Crushed seeds left after oil extraction from Camelina sativa seed, an oilseed crop used in jet fuel, may boost liver detoxification enzymes nearly fivefold, says a study.
"The seed meal is a promising nutritional supplement because its bioactive ingredients increase the liver's ability to clear foreign chemicals and oxidative products," said Elizabeth Jeffery, a professor at University of Illinois in the US.
"That gives it potential anti-cancer benefit," she emphasised.
"Oilseed crops, including rapeseed, canola, and camelina, contain some of the same bioactive ingredients - namely, glucosinolates and flavonoids - found in broccoli and other cruciferous vegetables and in nearly the same quantities," Jeffery noted.
Because the oil from oilseed crops makes an environmentally friendly biofuel, scientists have hoped to find a green-use for the protein-rich seed meal left after oil extraction.
For the study, researchers first isolated four major components - three glucosinolates and the flavonoid quercetin - from Camelina sativa's de-fatted seed meal and then tested these components on mouse liver cells, both individually and together.
They found that all four major camelina bioactives induced the detoxifying liver enzyme NQO1 when they were used alone.
However, when a particular glucosinolate, GSL9, was paired with the flavonoid quercetin, there was a synergistic effect.
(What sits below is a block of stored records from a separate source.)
PR #166, opened 2024-12-06
refactor: [EUDIW-202] Move CIE components to example app

LazyAfternoons:
#### List of Changes
- Move the whole CIE folder to the example app; 
- Remove `react-native-cie` and `react-native-webview` dependencies from the library.

#### Motivation and Context
Currently, the `io-react-native-wallet` package directly includes components related to the CIE . This forces the consumer app to install the associated dependencies even in cases where, like in the EUDIW application, login via CIE is not implemented at all. Since it is the responsibility of the app using the library to choose the authentication method for the user, this dependency needs to be removed.

Test a eID issuance flow with CIE l3.

#### Checklist:


mastro993 (approved):
LGTM, but we should merge this after https://github.com/pagopa/io-react-native-wallet/pull/165

PR #170, opened 2025-01-02
chore: [SIW-1310] Generation of cryptographically secure UUIDs

RiccardoMolinari95:
This PR replaces the library used for UUID generation. The `react-native-uuid` library, which relies on `Math.random`, is replaced with the `uuid` library, which utilizes `Crypto.getRandomValues()` for cryptographically secure random values.

#### List of Changes

- Added `react-native-get-random-values` polyfill to use `Crypto.getRandomValues()`

#### Motivation and Context

This change is required to enhance the security of UUID generation. The previous library, `react-native-uuid`, uses a pseudo-random generator based on `Math.random`, which is not suitable for cryptographic purposes. The new library, `uuid`, uses `Crypto.getRandomValues()`, providing a higher level of randomness and security.

All functionality should work as before

#### Checklist:

### DIFF
--- a/example/index.js
+++ b/example/index.js
@@ -1,3 +1,4 @@
+import 'react-native-get-random-values';
 import { AppRegistry } from "react-native";
 import App from "./src/App";
 import { name as appName } from "./app.json";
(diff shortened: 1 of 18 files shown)


mastro993 (approved):
LGTM, tested on iOS and everything work as expected. Great job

"When these two bioactives were combined, induction of the detoxifying liver enzyme increased nearly fivefold," said Nilanjan Das, a postdoctoral student in Jeffery's lab.
In all the experiments, the scientists used sulforaphane, the cancer-protective component of broccoli, as a control because it is known to induce NQO1, the detoxifying enzyme.
The study appeared online in the Journal of Agricultural and Food Chemistry.